TASK ITEM: Scan the material and copy every line in which "erroring" appears.

....

PR #2036, opened 2018-08-17
Metrics listener fix

### LINKED ISSUE #1982: plugin/metrics - plugin loose control of the listener after several reloads

ZachEddy:

When the metrics address is changed inside the `Corefile` and a reload is triggered, CoreDNS will continue exporting metrics to the old address. This was reported in #1982, so check out that issue for a more in-depth description and some discussion about the bug itself.

This PR  resolves the issue by modifying the metrics plugin's `OnRestart` behavior. Before CoreDNS reloads, the metrics plugin now stops the existing Prometheus exporter and removes the current metrics address from the `Metrics.uniqAddr.Todo` field. When CoreDNS spins back up, it creates `Metrics.uniqAddr` using the new metrics configuration.

Resolves #1982.

Other than inline documentation, I don't think any documentation changes are necessary; this is just a bug fix.

### DIFF
--- a/plugin/metrics/metrics.go
+++ b/plugin/metrics/metrics.go
@@ -147,7 +147,7 @@ var ListenAddr string
 
 // shutdownTimeout is the maximum amount of time the metrics plugin will wait
 // before erroring when it tries to close the metrics server
-var shutdownTimeout time.Duration = time.Second * 1
+const shutdownTimeout time.Duration = time.Second * 5
 
 var buildInfo = prometheus.NewGaugeVec(prometheus.GaugeOpts{
 	Namespace: plugin.Namespace,
--- a/plugin/metrics/metrics.go
+++ b/plugin/metrics/metrics.go
@@ -2,10 +2,12 @@
 package metrics
 
 import (
+	"context"
 	"net"
 	"net/http"
 	"os"
 	"sync"
+	"time"
 
 	"github.com/coredns/coredns/plugin"
 	"github.com/coredns/coredns/plugin/metrics/vars"
@@ -22,6 +24,7 @@ type Metrics struct {
 	ln      net.Listener
 	lnSetup bool
 	mux     *http.ServeMux
+	srv     *http.Server
 
 	zoneNames []string
 	zoneMap   map[string]bool
@@ -94,9 +97,9 @@ func (m *Metrics) OnStartup() error {
 
 	m.mux = http.NewServeMux()
 	m.mux.Handle("/metrics", promhttp.HandlerFor(m.Reg, promhttp.HandlerOpts{}))
-
+	m.srv = &http.Server{Handler: m.mux}
 	go func() {
-		http.Serve(m.ln, m.mux)
+		m.srv.Serve(m.ln)
 	}()
 	return nil
 }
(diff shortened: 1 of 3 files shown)


plugin/pkg/uniq/uniq.go
```diff
@@ -38,10 +45,11 @@ func (u U) SetTodo(key string) {
 func (u U) ForEach() error {
 	for k, v := range u.u {
 		if v.state == todo {
-			v.f()
+			if err := v.f(); err == nil {
```
fturib: What do we do if there is an error here ?
I think this change of code goes with #1868. 

Although it is not wrong, I think it is better to let that change for the PR of that issue.

plugin/metrics/metrics.go
```diff
@@ -138,6 +145,10 @@ func keys(m map[string]bool) []string {
 // we listen on "localhost:0" and need to retrieve the actual address.
 var ListenAddr string
 
+// shutdownTimeout is the maximum amount of time the metrics plugin will wait
+// before erroring when it tries to close the metrics server
+var shutdownTimeout time.Duration = time.Second * 1
```
fturib: I do not like too much a global var.
I guess we can do a constant for now - is 1 sec enough ?

plugin/metrics/metrics.go
```diff
@@ -94,9 +97,9 @@ func (m *Metrics) OnStartup() error {
 
 	m.mux = http.NewServeMux()
 	m.mux.Handle("/metrics", promhttp.HandlerFor(m.Reg, promhttp.HandlerOpts{}))
-
+	m.srv = &http.Server{Handler: m.mux}
```
fturib, line 100: For info : declaring http.Server allow to use Shutdown instead of Close.
and that is mandatory for the UT to work properly.

Good to have the timeout on this shutdown !

fturib (changes requested):
See comments inline.
Thanks for contribution !!

plugin/pkg/uniq/uniq.go
ZachEddy: Okay! I'll revert `ForEach` back.

plugin/metrics/metrics.go
ZachEddy: > I do not like too much a global var.

Yeah, a constant would be better! I'll update the pull request accordingly.

> is 1 sec enough ?

I chose one second arbitrarily. Since this runs on reload, I figured that a shorter timeout would be better because it could (maybe?) suspend the entire reload process (i.e. a twenty second timeout might block the reload for twenty seconds).

I don't fully understand the reload plugin works and am making some assumptions. Would do you think?

plugin/metrics/metrics.go
ZachEddy: Okay cool. I initially tried without the `http.Server` field and saw that it didn't fix the issue, so I figured it had something to do with that 🙂

plugin/metrics/metrics.go
fturib: we expect this timeout is reached only once a while when the server cannot finish its work normally. This server is only about sending data, most of the time fewer than one sec should be enough.

but for extreme case I would set to 5 secs.
Again, we expect the timeout is not used ... and the stop of server happen within the sec.

fturib (approved):

grobie (approved):
LGTM

fturib:
@ZachEddy - congrat for your first contribution !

....

RESPONSE AREA:
 // before erroring when it tries to close the metrics server
+// before erroring when it tries to close the metrics server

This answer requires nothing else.